REQUIRED ACTION:
The line containing "ctx.subscriptions.push(databaseUI);" marks the end: quote every line from the start of the records below through it, word for word.

(Records from a data source)
PR #3012, opened 2023-10-24
Create new queries in selected folder of queries panel

koesie10:
This will change the behavior of the "Create new query" command to create the new query in the same folder as the first selected item in the queries panel. If no items are selected, the behavior is the same as before.

I've used events to communicate the selection from the queries panel to the local queries module. This is some more code and some extra complexity, but it ensures that we don't have a dependency from the local queries module to the queries panel module. This makes testing easier.

## Checklist

### DIFF
--- a/extensions/ql-vscode/src/extension.ts
+++ b/extensions/ql-vscode/src/extension.ts
@@ -795,7 +795,11 @@ async function activateWithInstalledDistribution(
   );
   ctx.subscriptions.push(databaseUI);
 
-  QueriesModule.initialize(app, languageContext, cliServer);
+  const queriesModule = QueriesModule.initialize(
+    app,
+    languageContext,
+    cliServer,
+  );
 
   void extLogger.log("Initializing evaluator log viewer.");
   const evalLogViewer = new EvalLogViewer();
@@ -933,6 +937,10 @@ async function activateWithInstalledDistribution(
     languageContext,
   );
   ctx.subscriptions.push(localQueries);
+
+  queriesModule.onDidChangeSelection((event) =>
+    localQueries.setSelectedQueryTreeViewItems(event.selection),
+  );
 
   void extLogger.log("Initializing debugger factory.");
   ctx.subscriptions.push(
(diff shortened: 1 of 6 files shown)


shati-patel (commented):
I haven't taken a really close look at the code yet, but I've been trying to get it to work locally!

At the moment, I can't create a query inside most folders because the `codeql-custom-queries-xxx` folder doesn't exist. E.g. when highlighting the `ql/cpp/ql` folder, I get 
```
Could not create query example file: Error: ENOENT: no such file or directory, scandir 'c:\git-repo\vscode-codeql-starter\ql\cpp\ql\codeql-custom-queries-cpp'
```

Am I missing something about to use this? 😅 Or maybe I'm hitting a Windows bug 🐛 👀

koesie10:
> Am I missing something about to use this? 😅 Or maybe I'm hitting a Windows bug 🐛 👀

I was testing in a different workspace which didn't have the `codeql-custom-queries-*` folders as workspace folders, but it seems like I missed this scenario. I've now removed `isFolderAlreadyInWorkspace` as a check since this should already be handled by `pathExists(join(this.qlPackStoragePath, this.folderName))`. Could you try again?

shati-patel (approved):
Implementation looks good to me! And thank you for fixing the `no such file or directory` errors I had earlier 📂 🎉 

One more thing I'm wondering about (but feel free to just merge this and potentially follow up with James later):
Could we create the query (and the ql pack) _directly_ inside the highlighted folder, instead of nested inside a `codeql-custom-queries-*` folder? E.g. in this video, I'd expect the query to be created directly inside `example/snippets`, since that's what the file explorer does. 

https://github.com/github/vscode-codeql/assets/42641846/bf1f4570-3a96-43d1-92db-e7f31181dfe4

However, it might be awkward to make sure we're in a suitable QL pack, so perhaps this isn't feasible!

koesie10:
Thanks @shati-patel, I agree that that behavior would be more useful. I've created an internal issue to track this, but I'll merge this now since it's already an improvement over the previous behavior.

COMPLETED TASK:
PR #3012, opened 2023-10-24
Create new queries in selected folder of queries panel

koesie10:
This will change the behavior of the "Create new query" command to create the new query in the same folder as the first selected item in the queries panel. If no items are selected, the behavior is the same as before.

I've used events to communicate the selection from the queries panel to the local queries module. This is some more code and some extra complexity, but it ensures that we don't have a dependency from the local queries module to the queries panel module. This makes testing easier.

## Checklist

### DIFF
--- a/extensions/ql-vscode/src/extension.ts
+++ b/extensions/ql-vscode/src/extension.ts
@@ -795,7 +795,11 @@ async function activateWithInstalledDistribution(
   );
   ctx.subscriptions.push(databaseUI);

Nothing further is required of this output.